→ Your goal: Check every line of the data for the word "prettier", and copy those that have it.

→ Stored data:
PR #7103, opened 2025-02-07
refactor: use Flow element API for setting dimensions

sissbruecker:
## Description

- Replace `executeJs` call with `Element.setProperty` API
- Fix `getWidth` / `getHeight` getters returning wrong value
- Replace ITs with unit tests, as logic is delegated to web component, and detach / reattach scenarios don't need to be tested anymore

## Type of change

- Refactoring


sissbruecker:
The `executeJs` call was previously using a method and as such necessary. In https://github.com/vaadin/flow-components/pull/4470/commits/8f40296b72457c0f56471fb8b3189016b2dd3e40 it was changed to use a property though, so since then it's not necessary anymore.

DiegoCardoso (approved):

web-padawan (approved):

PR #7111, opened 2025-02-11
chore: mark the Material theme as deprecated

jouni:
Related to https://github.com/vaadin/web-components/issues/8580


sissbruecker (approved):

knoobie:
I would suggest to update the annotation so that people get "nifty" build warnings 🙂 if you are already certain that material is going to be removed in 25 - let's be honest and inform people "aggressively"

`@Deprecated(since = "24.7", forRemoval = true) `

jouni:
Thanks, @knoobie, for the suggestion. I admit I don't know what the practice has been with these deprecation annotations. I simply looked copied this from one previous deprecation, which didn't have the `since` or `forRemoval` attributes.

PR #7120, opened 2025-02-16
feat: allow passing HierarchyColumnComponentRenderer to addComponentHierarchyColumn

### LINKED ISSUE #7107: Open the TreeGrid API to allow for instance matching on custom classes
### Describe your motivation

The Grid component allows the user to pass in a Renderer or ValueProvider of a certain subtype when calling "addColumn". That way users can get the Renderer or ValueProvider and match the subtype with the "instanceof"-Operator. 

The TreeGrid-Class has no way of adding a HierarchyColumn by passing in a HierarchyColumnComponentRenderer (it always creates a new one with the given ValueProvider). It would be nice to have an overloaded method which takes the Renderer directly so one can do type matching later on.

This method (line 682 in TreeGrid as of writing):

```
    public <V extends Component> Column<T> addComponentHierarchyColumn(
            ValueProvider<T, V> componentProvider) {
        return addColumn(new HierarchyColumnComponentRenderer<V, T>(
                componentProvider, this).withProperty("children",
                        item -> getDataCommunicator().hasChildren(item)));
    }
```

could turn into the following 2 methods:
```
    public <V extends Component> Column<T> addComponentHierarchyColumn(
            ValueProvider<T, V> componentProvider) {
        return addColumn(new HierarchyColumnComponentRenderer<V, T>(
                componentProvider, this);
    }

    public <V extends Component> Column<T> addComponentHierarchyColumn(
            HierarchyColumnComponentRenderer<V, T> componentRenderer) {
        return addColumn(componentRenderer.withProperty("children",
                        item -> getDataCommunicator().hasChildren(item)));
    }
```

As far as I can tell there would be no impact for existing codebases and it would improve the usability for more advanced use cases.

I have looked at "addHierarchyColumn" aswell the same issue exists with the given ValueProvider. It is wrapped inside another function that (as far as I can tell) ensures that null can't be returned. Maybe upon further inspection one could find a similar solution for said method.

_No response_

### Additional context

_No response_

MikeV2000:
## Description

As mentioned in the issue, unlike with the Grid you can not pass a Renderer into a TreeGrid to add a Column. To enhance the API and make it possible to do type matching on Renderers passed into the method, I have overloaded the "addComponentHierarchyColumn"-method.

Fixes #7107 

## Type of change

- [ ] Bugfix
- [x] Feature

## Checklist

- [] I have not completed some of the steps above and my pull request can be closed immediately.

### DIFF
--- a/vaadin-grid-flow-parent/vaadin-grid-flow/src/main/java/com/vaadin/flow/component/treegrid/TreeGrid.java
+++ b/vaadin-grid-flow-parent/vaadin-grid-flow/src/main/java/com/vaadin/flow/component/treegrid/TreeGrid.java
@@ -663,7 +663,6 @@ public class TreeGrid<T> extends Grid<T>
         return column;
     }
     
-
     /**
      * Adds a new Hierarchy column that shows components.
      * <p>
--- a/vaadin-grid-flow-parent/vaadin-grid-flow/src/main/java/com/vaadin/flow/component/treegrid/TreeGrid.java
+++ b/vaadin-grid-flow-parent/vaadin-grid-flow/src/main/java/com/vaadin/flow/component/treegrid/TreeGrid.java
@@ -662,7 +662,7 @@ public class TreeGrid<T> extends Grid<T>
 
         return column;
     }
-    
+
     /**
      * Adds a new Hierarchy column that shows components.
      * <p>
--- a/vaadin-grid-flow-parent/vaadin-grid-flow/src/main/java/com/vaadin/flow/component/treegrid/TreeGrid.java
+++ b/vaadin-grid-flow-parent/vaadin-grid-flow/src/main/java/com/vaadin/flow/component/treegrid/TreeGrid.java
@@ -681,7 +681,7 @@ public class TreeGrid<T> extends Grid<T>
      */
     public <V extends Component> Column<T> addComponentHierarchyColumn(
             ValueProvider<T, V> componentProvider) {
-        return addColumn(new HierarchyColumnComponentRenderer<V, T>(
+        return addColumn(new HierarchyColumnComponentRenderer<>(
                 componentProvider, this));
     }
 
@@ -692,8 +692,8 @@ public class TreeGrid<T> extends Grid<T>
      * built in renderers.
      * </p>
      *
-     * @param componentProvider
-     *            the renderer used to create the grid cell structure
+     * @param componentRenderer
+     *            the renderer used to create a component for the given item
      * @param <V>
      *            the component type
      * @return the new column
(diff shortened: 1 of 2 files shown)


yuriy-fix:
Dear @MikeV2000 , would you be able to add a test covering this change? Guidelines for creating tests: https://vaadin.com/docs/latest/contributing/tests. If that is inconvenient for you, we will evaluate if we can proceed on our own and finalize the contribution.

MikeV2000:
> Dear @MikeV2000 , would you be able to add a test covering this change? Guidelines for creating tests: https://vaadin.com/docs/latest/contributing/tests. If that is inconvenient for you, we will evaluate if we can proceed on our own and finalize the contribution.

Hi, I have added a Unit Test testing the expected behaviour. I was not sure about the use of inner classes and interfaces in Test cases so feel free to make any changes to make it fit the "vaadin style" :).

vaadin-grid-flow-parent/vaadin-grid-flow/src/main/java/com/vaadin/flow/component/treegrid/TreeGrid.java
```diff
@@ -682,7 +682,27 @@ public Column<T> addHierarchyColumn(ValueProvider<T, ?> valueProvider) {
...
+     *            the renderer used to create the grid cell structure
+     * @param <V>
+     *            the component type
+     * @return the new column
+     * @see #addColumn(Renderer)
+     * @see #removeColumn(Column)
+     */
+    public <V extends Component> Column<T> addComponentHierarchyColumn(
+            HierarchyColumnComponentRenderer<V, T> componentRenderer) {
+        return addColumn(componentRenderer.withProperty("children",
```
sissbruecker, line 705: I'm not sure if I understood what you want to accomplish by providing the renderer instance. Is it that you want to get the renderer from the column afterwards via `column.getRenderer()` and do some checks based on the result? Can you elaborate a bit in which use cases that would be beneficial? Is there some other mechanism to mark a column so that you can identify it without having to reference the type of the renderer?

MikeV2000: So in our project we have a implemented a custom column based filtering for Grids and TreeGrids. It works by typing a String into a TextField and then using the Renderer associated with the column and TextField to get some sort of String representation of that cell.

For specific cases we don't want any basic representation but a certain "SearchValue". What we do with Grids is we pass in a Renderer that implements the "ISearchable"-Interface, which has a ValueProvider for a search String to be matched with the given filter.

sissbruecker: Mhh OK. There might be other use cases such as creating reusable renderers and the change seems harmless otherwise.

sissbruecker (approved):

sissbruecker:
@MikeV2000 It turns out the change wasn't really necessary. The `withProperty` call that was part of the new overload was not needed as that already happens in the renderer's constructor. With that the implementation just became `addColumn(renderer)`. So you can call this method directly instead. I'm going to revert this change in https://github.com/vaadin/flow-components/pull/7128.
---
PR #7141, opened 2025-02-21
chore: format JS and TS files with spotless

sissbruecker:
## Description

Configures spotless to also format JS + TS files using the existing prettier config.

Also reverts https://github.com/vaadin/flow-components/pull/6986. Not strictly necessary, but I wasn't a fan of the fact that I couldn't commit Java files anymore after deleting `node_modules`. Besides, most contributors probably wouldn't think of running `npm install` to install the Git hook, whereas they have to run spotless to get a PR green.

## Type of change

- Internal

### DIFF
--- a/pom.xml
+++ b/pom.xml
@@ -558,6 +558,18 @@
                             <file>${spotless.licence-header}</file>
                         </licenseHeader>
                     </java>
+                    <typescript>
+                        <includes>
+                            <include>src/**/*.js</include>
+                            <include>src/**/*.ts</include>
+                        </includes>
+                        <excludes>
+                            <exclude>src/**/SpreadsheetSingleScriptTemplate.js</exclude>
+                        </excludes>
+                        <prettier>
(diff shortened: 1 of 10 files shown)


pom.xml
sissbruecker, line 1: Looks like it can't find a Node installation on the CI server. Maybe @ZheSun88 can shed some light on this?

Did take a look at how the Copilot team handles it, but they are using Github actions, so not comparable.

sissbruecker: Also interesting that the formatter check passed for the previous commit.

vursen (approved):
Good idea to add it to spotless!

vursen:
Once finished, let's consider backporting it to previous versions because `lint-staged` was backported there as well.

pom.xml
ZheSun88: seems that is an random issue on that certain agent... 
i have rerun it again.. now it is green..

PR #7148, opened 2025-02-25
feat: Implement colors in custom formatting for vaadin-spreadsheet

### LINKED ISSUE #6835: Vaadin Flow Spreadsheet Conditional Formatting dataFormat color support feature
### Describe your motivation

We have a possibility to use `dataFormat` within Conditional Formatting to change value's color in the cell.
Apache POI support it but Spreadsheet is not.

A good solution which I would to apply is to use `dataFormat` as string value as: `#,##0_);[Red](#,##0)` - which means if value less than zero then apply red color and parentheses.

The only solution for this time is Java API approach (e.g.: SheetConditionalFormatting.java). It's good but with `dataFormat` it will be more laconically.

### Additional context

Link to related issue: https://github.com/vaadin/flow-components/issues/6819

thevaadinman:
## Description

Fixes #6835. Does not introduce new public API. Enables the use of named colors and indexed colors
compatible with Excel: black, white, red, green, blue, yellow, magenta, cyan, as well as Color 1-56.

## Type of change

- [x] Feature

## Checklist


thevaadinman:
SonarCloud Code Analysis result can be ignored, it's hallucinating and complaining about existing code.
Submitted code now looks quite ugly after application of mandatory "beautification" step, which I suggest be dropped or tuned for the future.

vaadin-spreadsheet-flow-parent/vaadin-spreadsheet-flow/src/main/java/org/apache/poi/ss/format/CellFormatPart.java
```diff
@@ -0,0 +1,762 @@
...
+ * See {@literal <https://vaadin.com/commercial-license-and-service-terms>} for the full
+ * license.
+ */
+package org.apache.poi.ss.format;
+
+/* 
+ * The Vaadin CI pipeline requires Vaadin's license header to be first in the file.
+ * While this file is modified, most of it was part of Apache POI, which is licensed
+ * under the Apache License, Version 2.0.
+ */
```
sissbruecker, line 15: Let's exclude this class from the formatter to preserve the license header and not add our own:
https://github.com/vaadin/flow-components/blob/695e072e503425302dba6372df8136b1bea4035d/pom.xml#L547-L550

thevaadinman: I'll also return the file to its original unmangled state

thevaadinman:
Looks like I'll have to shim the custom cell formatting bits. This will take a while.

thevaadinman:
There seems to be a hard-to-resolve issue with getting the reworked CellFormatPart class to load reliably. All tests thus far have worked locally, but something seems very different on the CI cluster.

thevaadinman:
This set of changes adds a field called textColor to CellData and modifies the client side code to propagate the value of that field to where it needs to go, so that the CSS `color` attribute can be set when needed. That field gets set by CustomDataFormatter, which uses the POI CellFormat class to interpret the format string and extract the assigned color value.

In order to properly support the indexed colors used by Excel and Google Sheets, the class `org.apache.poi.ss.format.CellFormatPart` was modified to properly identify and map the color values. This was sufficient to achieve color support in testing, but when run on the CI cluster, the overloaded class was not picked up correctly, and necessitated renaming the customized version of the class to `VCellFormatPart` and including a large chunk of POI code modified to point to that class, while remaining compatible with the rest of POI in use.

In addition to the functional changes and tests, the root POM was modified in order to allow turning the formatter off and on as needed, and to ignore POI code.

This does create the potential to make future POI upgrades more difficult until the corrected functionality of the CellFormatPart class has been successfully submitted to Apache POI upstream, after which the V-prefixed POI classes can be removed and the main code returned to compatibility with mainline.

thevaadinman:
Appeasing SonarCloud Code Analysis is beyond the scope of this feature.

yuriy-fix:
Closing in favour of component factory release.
* * *
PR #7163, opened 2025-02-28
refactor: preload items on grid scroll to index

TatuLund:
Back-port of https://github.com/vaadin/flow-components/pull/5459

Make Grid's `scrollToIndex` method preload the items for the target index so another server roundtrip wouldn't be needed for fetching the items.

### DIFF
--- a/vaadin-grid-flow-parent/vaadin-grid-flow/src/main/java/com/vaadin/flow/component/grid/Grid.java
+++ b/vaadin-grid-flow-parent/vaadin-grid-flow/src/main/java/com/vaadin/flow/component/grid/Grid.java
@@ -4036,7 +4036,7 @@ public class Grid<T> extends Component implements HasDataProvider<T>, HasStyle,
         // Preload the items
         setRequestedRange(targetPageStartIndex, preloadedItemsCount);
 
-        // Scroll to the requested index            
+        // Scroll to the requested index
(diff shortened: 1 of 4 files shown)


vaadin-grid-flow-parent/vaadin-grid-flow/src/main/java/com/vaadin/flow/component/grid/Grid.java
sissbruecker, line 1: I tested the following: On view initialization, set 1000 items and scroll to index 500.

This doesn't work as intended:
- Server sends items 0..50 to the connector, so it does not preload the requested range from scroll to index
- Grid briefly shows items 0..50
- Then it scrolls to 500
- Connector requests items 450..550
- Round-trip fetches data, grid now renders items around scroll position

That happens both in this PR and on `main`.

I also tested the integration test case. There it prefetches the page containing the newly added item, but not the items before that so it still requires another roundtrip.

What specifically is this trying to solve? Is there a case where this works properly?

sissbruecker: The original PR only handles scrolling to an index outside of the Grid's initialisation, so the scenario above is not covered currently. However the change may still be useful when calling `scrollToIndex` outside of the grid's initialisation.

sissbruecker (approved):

→ Response area:
Configures spotless to also format JS + TS files using the existing prettier config.
+                        <prettier>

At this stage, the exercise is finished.